A federal judge has rescheduled the trial of a man charged with kidnapping a woman in Florida with plans to force her to work as a prostitute before she escaped and went to police in Mississippi.
Authorities say Jacobo Feliciano-Francisco and another man abducted the woman from her yard in Panama City Beach, Fla., on June 27 with the intentions of forcing her into prostitution in Baton Rouge, La.
She escaped through the bathroom window of a house in Hattiesburg, Miss., that night and went to the police department, according to court records.
The woman had been a witness in a prior human trafficking case, which led to numerous convictions in Tennessee and Kentucky.
Feliciano-Francisco, also known as Uriel Castillo-Ochoa, is charged in U.S. District Court in Panama City, Fla., with five counts, including kidnapping and retaliating against a witness. He pleaded not guilty on Aug. 12.
He had been scheduled for trial Dec. 9, but it has been changed to March 10.
His attorney requested the delay, saying she needs more time to prepare for the trial. The lawyer did not immediately respond to a message left by The Associated Press.

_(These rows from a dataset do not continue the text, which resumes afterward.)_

PR #46, opened 2025-07-24
Bugfix: XML Checker - Account for UTM vs. polar stereo projections

nemo794:
### Background

As noted by @vbrancat in on the internal repo (https://github-fn.jpl.nasa.gov/NISAR-ADT/NISAR_PIX/issues/242), georeferencing "projection" Datasets are required by CF-1.7 Conventions to contain specific Attributes. Different projections have different required Attributes, and there are some Attributes in common.

NISAR products use either UTM or polar stereographic projections, and each "projection" Dataset should contain the appropriate projection-specific parameters. For simplicity, ADT decided that the XMLs should only contain the Attributes for UTM, and then the corresponding DOCX/PDF product specification documentation would explain the polar-stereo Attributes separately.

### Current QA Status

Currently, the XML product specification documents and the QA XML Checker always assume granules are in UTM. This means that if a polar-stereo L2 product is QA'ed, then QA will incorrectly log several ERRORs.

### What this PR Accomplishes

The goals of this PR are:
* Quiet those false errors
* Robustly check for the presence of the correct projection-specific Attributes
* Checks that "projection" Datasets in the XML contain the necessary Attributes for UTM and NISAR conventions

### DIFF
--- a/src/nisarqa/validate/xml_spec_checker/policy.py
+++ b/src/nisarqa/validate/xml_spec_checker/policy.py
@@ -207,6 +207,91 @@ def ignored_xml_annotation_attributes() -> set[str]:
     return {"lang", "app"}
 
 
+def common_nisar_projection_attributes() -> set[str]:
+    """
+    Attributes common to NISAR "projection" Datasets but not required by CF-1.7.
+
+    These Attributes have been added to all "projection" Datasets by
+    NISAR convention. However, they are not required by CF-1.7 conventions
+    for either UTM or polar-stereographic projections.
+
+    Returns
+    -------
+    set[str]
+        The set of Attributes that are common to NISAR "projection" Datasets
+        but not required by CF-1.7 for UTM nor polar-steregraphic projections.
+    """
+    return {
+        "ellipsoid",
+        "epsg_code",
+        "longitude_of_projection_origin",
+        "spatial_ref",  # in the future, `spatial_ref` might update to `crs_wkt`
+    }
+
+
+def common_cf17_projection_attributes() -> set[str]:
+    """
+    CF-1.7 required Attributes common to UTM and polar-stereo "projection" Datasets.
+
+    These are per CF-1.7 Conventions:
+    https://cfconventions.org/Data/cf-conventions/cf-conventions-1.7/build/apf.html
+
+    Returns
+    -------
+    set[str]
+        The set of CF-1.7 required Attributes common to all "projection" Datasets.
+    """
+    return {
+        "grid_mapping_name",
+        "false_easting",
+        "false_northing",
+        "semi_major_axis",
+        "inverse_flattening",
+        "latitude_of_projection_origin",
+    }
+
+
+def unique_cf17_utm_attributes() -> set[str]:
+    """
+    CF-1.7 required Attributes unique to UTM "projection" Datasets.
+
+    These are per CF-1.7 Conventions:
+    https://cfconventions.org/Data/cf-conventions/cf-conventions-1.7/build/apf.html
+
+    Returns
+    -------
+    set[str]
+        The set of required Attributes unique to UTM "projection" Datasets.
+    """
+    return {
+        "utm_zone_number",
+        "scale_factor_at_central_meridian",
+        "longitude_of_central_meridian",
+    }
+
+
+def unique_cf17_polar_stereo_attributes() -> set[str]:
+    """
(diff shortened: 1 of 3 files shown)


src/nisarqa/validate/xml_spec_checker/policy.py
```diff
@@ -207,6 +207,91 @@ def ignored_xml_annotation_attributes() -> set[str]:
...
+    """
+    Attributes common to NISAR "projection" Datasets but not required by CF-1.7.
+
+    These Attributes have been added to all "projection" Datasets by
+    NISAR convention. However, they are not required by CF-1.7 conventions
+    for either UTM or polar-stereographic projections.
+
+    Returns
+    -------
+    set[str]
```
gmgunter, line 220: Typically we would document types like this more informally in the docstring (since NumPy docstring conventions predate this style of type annotation)

```suggestion
    set of str
```

src/nisarqa/validate/xml_spec_checker/policy.py
```diff
@@ -207,6 +207,91 @@ def ignored_xml_annotation_attributes() -> set[str]:
...
+def common_cf17_projection_attributes() -> set[str]:
+    """
+    CF-1.7 required Attributes common to UTM and polar-stereo "projection" Datasets.
+
+    These are per CF-1.7 Conventions:
+    https://cfconventions.org/Data/cf-conventions/cf-conventions-1.7/build/apf.html
+
+    Returns
+    -------
+    set[str]
```
gmgunter, line 241:
```suggestion
    set of str
```

src/nisarqa/validate/xml_spec_checker/policy.py
```diff
@@ -207,6 +207,91 @@ def ignored_xml_annotation_attributes() -> set[str]:
...
+def unique_cf17_utm_attributes() -> set[str]:
+    """
+    CF-1.7 required Attributes unique to UTM "projection" Datasets.
+
+    These are per CF-1.7 Conventions:
+    https://cfconventions.org/Data/cf-conventions/cf-conventions-1.7/build/apf.html
+
+    Returns
+    -------
+    set[str]
```
gmgunter, line 263:
```suggestion
    set of str
```

src/nisarqa/validate/xml_spec_checker/policy.py
```diff
@@ -207,6 +207,91 @@ def ignored_xml_annotation_attributes() -> set[str]:
...
+def unique_cf17_polar_stereo_attributes() -> set[str]:
+    """
+    CF-1.7 required Attributes unique to polar stereo "projection" Datasets.
+
+    These are per CF-1.7 Conventions:
+    https://cfconventions.org/Data/cf-conventions/cf-conventions-1.7/build/apf.html
+
+    Returns
+    -------
+    set[str]
```
gmgunter, line 282:
```suggestion
    set of str
```

src/nisarqa/validate/xml_spec_checker/policy.py
```diff
@@ -207,6 +207,91 @@ def ignored_xml_annotation_attributes() -> set[str]:
...
+        The set of required Attributes unique to polar stereographic
+        "projection" Datasets.
+    """
+    return {
+        "straight_vertical_longitude_from_pole",
+        # CF-1.7 requires either "scale_factor_at_projection_origin" or
+        # "standard_parallel".
+        # ISCE3's outputs use "standard_parallel", so for now simply use that.
+        "standard_parallel",
```
gmgunter, line 291: According to [this](https://cfconventions.org/Data/cf-conventions/cf-conventions-1.7/cf-conventions.html#appendix-grid-mappings:~:text=Either%20standard_parallel%20(EPSG%209829)%20or%20scale_factor_at_projection_origin%20(EPSG%209810)), `standard_parallel` is required for EPSG 9829 and `scale_factor_at_projection_origin` is required for EPSG 9810.

ISCE3 uses EPSG 3413 for Polar Stereographic North and EPSG 3031 for Polar Stereographic South.

If you look at the WKT2 string for e.g. [EPSG 3413](https://epsg.io/3413.wkt2), it references EPSG 9829 (`"Polar Stereographic (variant B)"`), so I think we're doing the right thing by including `standard_parallel` in this case.

gmgunter (approved):
LGTM, thanks!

Authorities said the victim was in her yard in Florida when Feliciano-Francisco and an unidentified man forced her into a car and drove to Feliciano-Francisco's house in Hattiesburg. Investigators say Feliciano-Francisco sexually assaulted the victim and planned to force her to work as a prostitute.
Feliciano-Francisco was arrested at the house that night.
As part of the investigation, another man named Ruperto Moncillo Flores, was arrested on Interstate 59 in Jones County, Miss., the day of the abduction. Investigators say that Flores was transporting a woman from Georgia to Louisiana when he was told to stop in Hattiesburg and pick up the kidnapping victim, but his van broke down and he was arrested on the side of the highway.
Flores pleaded guilty in October in federal court in Hattiesburg to one count of transporting a woman across state lines for prostitution.
The charge against him was related to the woman in the vehicle with him at the time of his arrest. He never made it to pick up the kidnapping victim.
Authorities said there was no evidence to suggest that he knew the woman in Hattiesburg had been abducted, only that he was to pick her up and take her to Louisiana for the purpose of prostitution.
During Flores' plea hearing, Assistant U.S. Attorney Annette Williams said the kidnapping victim heard her abductors call someone to take her to a "house of prostitution" in Baton Rouge, La. Williams said Flores, of Lawrenceville, Ga., was arrested when his van broke down before he made it to pick up the kidnapping victim in Hattiesburg.
The woman with Flores when he was arrested told police that Flores was taking her from Georgia to Louisiana for prostitution. It led to the charge against Flores — a violation of the Mann Act. Flores is scheduled for sentencing Jan. 16.